*ACTIVITY*: State how many lines of the entries hold the string "internal", and nothing more.

::::::::

PR #254, opened 2025-06-03
Improvements (i hope so)

gogonzo:
Code balance is + because I've added one test ;]

### DIFF
--- a/R/qenv-within.R
+++ b/R/qenv-within.R
@@ -48,20 +48,13 @@
 #' @export
 #'
 within.qenv <- function(data, expr, ...) {
-  expr <- substitute(expr)
+  expr <- as.expression(substitute(expr))
   extras <- list(...)
 
-  # Add braces for consistency.
-  if (!identical(as.list(expr)[[1L]], as.symbol("{"))) {
-    expr <- call("{", expr)
-  }
-
-  calls <- as.list(expr)[-1]
-
   # Inject extra values into expressions.
-  calls <- lapply(calls, function(x) do.call(substitute, list(x, env = extras)))
+  calls <- lapply(expr, function(x) do.call(substitute, list(x, env = extras)))
 
-  eval_code(object = data, code = as.expression(calls))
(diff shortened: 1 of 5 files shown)


R/qenv-within.R
```diff
@@ -48,20 +48,13 @@
 #' @export
 #'
 within.qenv <- function(data, expr, ...) {
```
averissimo, line 50: Should we check for named dots?

``` r
#> ℹ Loading teal.code
qenv() |> within(aa <- 1+1, TRUE, FALSE)
#> <environment: 0x5b1c29313ae0> 🔒 
#> Parent: <environment: devtools_shims> 
#> Bindings:
#> - aa: [numeric]
```

<sup>Created on 2025-06-03 with [reprex v2.1.1](https://reprex.tidyverse.org)</sup>

R/qenv-within.R
```diff
@@ -48,20 +48,13 @@
...
-  expr <- substitute(expr)
+  expr <- as.expression(substitute(expr))
   extras <- list(...)
```
averissimo, line 52: I'm not sure about both:
- Substituting `...` in `expr`
- Passing `...` to `eval_code()`

Maybe we should restrict `...` to be ignore the formals of `eval_code`

``` r
pkgload::load_all("/home/averissimo/work/roche🟦/packages📦/teal.code")
#> ℹ Loading teal.code
qenv() |> within(1+1, object = TRUE)
#> Error in eval_code(object = data, code = as.expression(calls), ...): formal argument "object" matched by multiple actual arguments
```

<sup>Created on 2025-06-03 with [reprex v2.1.1](https://reprex.tidyverse.org)</sup>

```suggestion
  extras <- list(...)
  extras <- extras[setdiff(names(extras), setdiff(names(formals(eval_code)), c("object", "data")))]
```

averissimo (commented):
Awesome, I have one comment about passing the arguments forward

R/qenv-within.R
averissimo: Awesome

PR #260, opened 2025-06-24
Move `library()` override back to `eval_code()`

averissimo:
@gogonzo This might be a better solution that keeps the override under `evaluate()`, while avoiding changing who the `parent.env` is.

That is, we don't need to check the "`grand.parent.env()`"


gogonzo:
Nice, thanks @averissimo . The API with this `include_funs` is ridiculous :D

PR #268, opened 2025-08-11
Update lifecycle badges

m7pr:
Both `experimental` and `deprecated` badges were added at the latest version 0.6.1 so no need for the updates https://github.com/insightsengineering/teal.code/pull/239
Only added `experimental` for the new function: `get_outputs`.


gogonzo:
> Both `experimental` and `deprecated` badges were added at the latest version 0.6.1 so no need for the updates #239 Only added `experimental` for the new function: `get_outputs`.

All deprecations have been added at 0.6.0 which means that we should `deprecate_stop` now

Skärmavbild 2025-08-11 kl  15 35 19

gogonzo:
> @gogonzo for the `deprecate_stop` do you think we should deleted examples, tests and body of the function (besides the lifecycle check)?

Yes

R/qenv-join.R
```diff
@@ -1,152 +1,23 @@
...
+#' @aliases join,qenv.error-method
 #'
 #' @export
-setGeneric("join", function(x, y) standardGeneric("join"))
-
-setMethod("join", signature = c("qenv", "qenv"), function(x, y) {
-  lifecycle::deprecate_soft("0.6.0", "join()", "c()")
-  c(x, y)
-})
+setGeneric("join", function(...) standardGeneric("join"))
```
gogonzo, line 15: same here, we don't need a method
```suggestion
join <- function(...) lifecycle::deprecate_stop("0.6.0", "join()", "c()")
```

R/qenv-get_var.R
```diff
@@ -5,45 +5,12 @@
...
-#' q <- qenv()
-#' q1 <- eval_code(q, code = quote(a <- 1))
-#' q2 <- eval_code(q1, code = "b <- a")
-#' get_var(q2, "b")
-#'
-#' @aliases get_var,qenv,character-method
-#' @aliases get_var,qenv.error,ANY-method
+#' @param ... function is deprecated.
+#' @param x (`qenv`)
+#' @param i (`character(1)`) variable name.
```
gogonzo, line 10:
```suggestion
```

gogonzo (approved):
👍

vedhav:
@insightsengineering/nest-core-dev TODO: Please update these places where `teal.code::get_var` are used/mentioned:
1. In teal we use it [here](https://github.com/insightsengineering/teal/blob/92466ce338839d68d5f622de19ccf9c45cca85a1/R/module_init_data.R#L100) and it is causing the app to fail.
2. In `teal.connectors.ssh` [a test](https://github.com/insightsengineering/teal.connectors.ssh/blob/d754f793a2c92b2d5efdcf2b787a73a74038adf9/tests/testthat/test-ssh_connector.R#L93) uses this.
3. `teal.data` docs mentioned it [here](https://github.com/insightsengineering/teal.data/blob/e78d3bf2fd168bd5ce63ee101bea8219a1b43868/R/teal_data-class.R#L19).

llrs-roche:
> @insightsengineering/nest-core-dev TODO: Please update these places where `teal.code::get_var` are used/mentioned:
> 
> 1. In teal we use it [here](https://github.com/insightsengineering/teal/blob/92466ce338839d68d5f622de19ccf9c45cca85a1/R/module_init_data.R#L100) and it is causing the app to fail. 

[Couldn't find on main](https://github.com/search?q=repo%3Ainsightsengineering%2Fteal+get_var&type=code) fixed on https://github.com/insightsengineering/teal/pull/1576

The other two aren't fixed. Maybe I'll create an issue to don't forget about those (specially because it has teal.connectors.ssh repo that I was not aware of). 

> 2. In `teal.connectors.ssh` [a test](https://github.com/insightsengineering/teal.connectors.ssh/blob/d754f793a2c92b2d5efdcf2b787a73a74038adf9/tests/testthat/test-ssh_connector.R#L93) uses this.
> 3. `teal.data` docs mentioned it [here](https://github.com/insightsengineering/teal.data/blob/e78d3bf2fd168bd5ce63ee101bea8219a1b43868/R/teal_data-class.R#L19).
Still there.

PR #274, opened 2025-10-17
Set expectation when no code is used with qenv

llrs-roche:
# Pull Request

Document expectation of what should return `qenv` with no code.
Discovered while working on https://github.com/insightsengineering/teal/pull/1630 where some code assumed it would return `NULL`. 

Previously it was only tested that `testthat::expect_identical(get_code(qenv(), names = "a"), "")`.
It makes sense that it also return `""` when there is no code.


osenan (approved):
This is a very useful test. Good job!

Issue #278, opened 2025-10-31
[Bug]: Functions with side effects are not detected as dependencies


llrs-roche:
### What happened?

Functions with side effects like `options` and `set.seed` are omitted on teal Show R code but they are needed to make the code reproducible:

```r
data <- within(teal.data::teal_data(), { 
  ADSL <- teal.data::rADSL
  set.seed(1000)
  options(test = 1)
  ind <- sample(nrow(ADSL), 5)
  ADSL$STUDYID[ind] <- 1L
})

app <- teal::init(data = data, modules = teal::example_module())
runApp(app)
```

The code on apps will omit the second and third lines. But when user copies and pastes the code result will be different as it will use a different seed and the check step ( `stopifnot(rlang::hash(ADSL) == "...`) will fail. 

`srv_source_code()` doesn't return those lines because on teal app because on the reactive `module_teal_data` of the `module()` function any code that is not a dependency of the data required is dropped (L468 of module_nested_tabs.R). 

### sessionInfo()

```R

```

### Relevant log output

```R

```

### Code of Conduct

- [x] I agree to follow this project's Code of Conduct.

### Contribution Guidelines

- [x] I agree to follow this project's Contribution Guidelines.

### Security Policy

- [x] I agree to follow this project's Security Policy.

llrs-roche:
We have replaced on code and examples to `within`, pointing this now might cause some problems.
We might still get the comment with `utils::getParseData` if we set `option(keep.source = TRUE)` inside within. 
However, I agree that more documentation around this feature/corner case would be helpful. It is only mentioned in a line. 

BTW if we improve documentation we should add the `within` alias for this method. This way users will find it with `?within`.

PR #280, opened 2025-12-05
Expand documentation for the use and reproducibility of side effects functions in qenv

osenan:
# Pull Request

It addresses this issue #278 

While the reproducibility of `within` function is yet not supported with side effects functions, this PR will help users to make sure their code is reproducible or receive warning instead. In further issues we can debate whether we refactor within to support linking of side effects.

To test, verify that the vignette is correctly updated, see if tests are passed.

If you create a qenv with this branch with this code, it should trigger a warning:

```
q <- qenv() |> within({
  set.seed(2)
  a <- runif(1)
  b <- runif(1)
})
```


R/qenv-within.R
```diff
@@ -48,8 +55,10 @@
 #'
 within.qenv <- function(data, expr, ...) {
   expr <- as.expression(substitute(expr))
+  if (grepl(paste(side_effect_functions, collapse = "|"), as.character(expr))) {
+    warning("Calls to options and set.seed might not be reproducible with `get_code`, use `eval_code` instead")
+  }
```
llrs-roche: How does this new warning affect all the examples of teal.gallery and teal.modules.* packages?

m7pr:
@osenan did you see this : p? https://github.com/insightsengineering/teal.code/pull/280#issuecomment-3617267773

PR #281, opened 2025-12-11
Add copilot-setup-steps workflow

m7pr:
Add copilot-setup-steps workflow using the reusable template from r.pkg.template.


R/utils-get_code_dependency.R
```diff
@@ -604,4 +604,4 @@ split_code <- function(code) {
   # line split happens before call terminator (it could be `;` or `\n`) and the terminator goes to the next line
   # we need to move remove leading and add \n instead when combining calls
   c(new_code[1], gsub("^[\t ]*(\n|;)", "", new_code[-1]))
-}
+}
```
m7pr:
```suggestion
}

```

PR #286, opened 2026-04-23
comma added to q2

shiaoligreen:
# Pull Request

Fixes #247

PR #287, opened 2026-04-23
rerun docs and update news

donyunardi:
I was too fast when approving #286 

In this PR, I'm updating docs and add records in news. 
Not sure why CI/CD passing R CMD check (which need to look into it).

### DIFF
--- a/NEWS.md
+++ b/NEWS.md
@@ -3,6 +3,7 @@
 ### Bug fixes
 
 * Fixed a problem parsing Chinese characters due to the encoding (#284)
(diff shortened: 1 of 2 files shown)


osenan (approved):
LGTM!
For the investigation on why the CI did not fail, running `devtools::check()` on `main` before this PR does not fail locally. This suggests that there is nothing wrong in the CI configuration, but the check itself does not fail in such small difference? It might be that the check does not fail for a single comma? But we should confirm it.

PR #456, opened 2023-04-25
MLPAB-882 - Updates to maintenance mode job

andrewpearce-digital:
# Purpose

Make actions jobs easier to use

Fixes MLPAB-882

## Approach

- add dispatch, job and workflow names to make working with dispatch jobs easier to identify
- fix how outputs are set


acsauk (approved):
:shipit:

PR #461, opened 2023-04-27
MLPAB-730: Add read the LPA page to attorney flow

acsauk:
# Purpose

Adds read the LPA page for attorneys and some extra checks in cypress tests for varying actor-related content.

Fixes MLPAB-730


hawx (commented):
can you add this into the page flow, and link from the task list?

hawx (approved):

PR #463, opened 2023-04-28
MLPAB-857 - Add job to switch between deployed regions

andrewpearce-digital:
# Purpose

Allow team to switch between eu-west-1 and eu-west-2 regions when needed

Fixes MLPAB-857

## Approach

Before the DNS target can be changed, the second region account resources and environment resources must be deployed.

- add a parameter store value to configure DNS target region
- add job to update parameter store value for DNS target region
- ~run a targeted apply to update the DNS target region~ This is commented out for this PR until we have second region resources

As usual, I need to merge in the dispatch job before I can test using it. Fixes and improvements will come in a later PR.

## Checklist

### DIFF
--- a/.github/workflows/dispatch_change_dns_target_region.yml
+++ b/.github/workflows/dispatch_change_dns_target_region.yml
@@ -4,7 +4,7 @@ on:
   workflow_dispatch:
     inputs:
       environment:
-        description: 'Environment to to update DNS target region for'
+        description: 'Environment to update DNS target region for'
         required: true
         type: string
       region:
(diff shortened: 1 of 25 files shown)


.github/workflows/dispatch_change_dns_target_region.yml
```diff
@@ -0,0 +1,92 @@
+name: "[WD] Change DNS Target Region"
+
+on:
+  workflow_dispatch:
+    inputs:
+      environment:
+        description: 'Environment to to update DNS target region for'
```
acsauk, line 7:
```suggestion
        description: 'Environment to update DNS target region for'
```

(as there's a follow up coming may be worth tackling in that)

acsauk (approved):
One typo but that can be fixed on the follow up ticket 👍

PR #464, opened 2023-04-28
MLPAB-904 Handle witness code submission when certificate provider has no data

hawx:


acsauk (approved):
My bad! Thanks for sorting 👍 

:shipit:

PR #465, opened 2023-04-28
MLPAB-899: Add setup for local app debug

acsauk:
# Purpose

Got there in the end 💪 I've added some toggling for processor architecture as I hit some issues building air and/or delve under amd64. Hopefully, this doesn't break anyone's local setups but shout up if so.

Fixes MLPAB-899.


web/template/attorney_what_happens_next.gohtml
```diff
@@ -16,6 +16,7 @@
           {{ end }}
         </h1>
       </div>
+      asasas
```
hawx, line 19: :wave:

hawx (approved):

PR #472, opened 2023-05-04
MLPAB-732: Add what happens when you sign page

acsauk:
# Purpose

I got tired of printing `Lpa{}` props in templates to check if I'd set cypress tests up right so I've added a tmplfn for easier dumping of structs in templates. 

Fixes MLPAB-732


app/internal/page/data.go
```diff
@@ -364,3 +364,8 @@ func ChooseReplacementAttorneysState(lpa *Lpa) TaskState {
 
 	return TaskCompleted
 }
+
+// TODO update references in code from hw to pw and pfa to pa
```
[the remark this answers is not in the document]
hawx: also it is much easier to see the difference between hw/pfa than pa/pf

hawx (dismissed):

app/internal/page/data.go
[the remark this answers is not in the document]
acsauk: Fair point - I'll switch this to `IsHealthAndWelfareLpa()`

web/template/attorney_what_happens_when_you_sign.gohtml
```diff
@@ -7,9 +7,11 @@
         <div class="govuk-grid-column-two-thirds">
             <h1 class="govuk-heading-xl">{{ tr .App "whatHappensWhenYouSignTheLpaTitle" }}</h1>
 
+            {{ printf "%#v\n" .Lpa }}
```
hawx, line 10: you'll want to remove this

acsauk: Ugh - thanks, dropped now 👍

app/internal/page/attorney/register.go
```diff
@@ -111,8 +111,10 @@ func Register(
 		YourAddress(logger, tmpls.Get("your_address.gohtml"), addressClient, lpaStore))
 	handleRoot(page.Paths.Attorney.ReadTheLpa, RequireLpa,
 		ReadTheLpa(tmpls.Get("attorney_read_the_lpa.gohtml"), lpaStore))
-	handleRoot(page.Paths.Attorney.RightsAndResponsibilities, RequireSession,
+	handleRoot(page.Paths.Attorney.RightsAndResponsibilities, None,
```
hawx, line 114: I think this should `RequireSession`, or the continue button won't work. Also we already have a general rights and responsibilities page linked from the footer that sits outside the flows.

PR #475, opened 2023-05-09
MLPAB-912 - Fixes to second region deployment

andrewpearce-digital:
# Purpose

Deploy the second region resources

Fixes MLPAB-912

## Approach

- Do not create an S3 ACL as they are no longer enabled/allowed for bucket by default (the default permissions are the same as the "private" ACL. This is suitable for the use case.
- ensure that replicated KMS keys also have the correct policies attached

## Learning

https://docs.aws.amazon.com/AmazonS3/latest/userguide/about-object-ownership.html

## Checklist


acsauk (approved):
:shipit:

PR #479, opened 2023-05-10
MLPAB-874: Move eligibility page before log in

acsauk:
# Purpose

Moves the CP eligibility page prior to login after enter your reference number.

As the CP will have to navigate through two screens before being redirected to one login I decided to wrap the LPA ID we get from the share code in a cookie in case the user decides to go back and forth and we end up losing the query params.

Fixes MLPAB-874


app/internal/page/certificateprovider/who_is_eligible.go
```diff
@@ -0,0 +1,32 @@
...
+	"github.com/ministryofjustice/opg-modernising-lpa/internal/validation"
+)
+
+type whoIsEligibleData struct {
+	App    page.AppData
+	Lpa    *page.Lpa
+	Errors validation.List
+}
+
+func WhoIsEligible(tmpl template.Template, lpaStore LpaStore, store sesh.Store) page.Handler {
```
acsauk, line 18: Annoyingly needed this handler as `Guidance()` requires a valid session to work.

hawx (approved):

PR #511, opened 2023-06-02
MLPAB-944 Navigation updates

hawx:
The backlink uses JS to mimic the back button, so noscript people won't get one.

### DIFF
--- a/web/assets/main.js
+++ b/web/assets/main.js
@@ -1,7 +1,7 @@
-import * as GOVUKFrontend from "govuk-frontend";
-import $ from 'jquery'
-import { initAll } from '@ministryofjustice/frontend'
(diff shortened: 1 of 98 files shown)


andrewpearce-digital (approved):

web/assets/main.js
```diff
@@ -14,31 +14,39 @@ if (header) {
...
 }
 
+const backLink = document.querySelector('.govuk-back-link');
+if (backLink) {
+    backLink.addEventListener('click', function (e) {
+        window.history.back();
+        e.preventDefault();
+    }, false);
+}
+
```
acsauk, line 24: Cool, I hadn't seen this functionality in the past. SAves us from having to roll our own URL saving.

PR #516, opened 2023-06-06
MLPAB-968: Cover UID client in pact tests and send to pact broker

acsauk:
# Purpose

Adds a success and non-success contract test for the integration with the UID service.

Fixes MLPAB-968


andrewpearce-digital (approved):
I'm happy with all the actions related stuff

hawx (approved):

::::::::

*RESPONSE TO THIS EXERCISE*: 5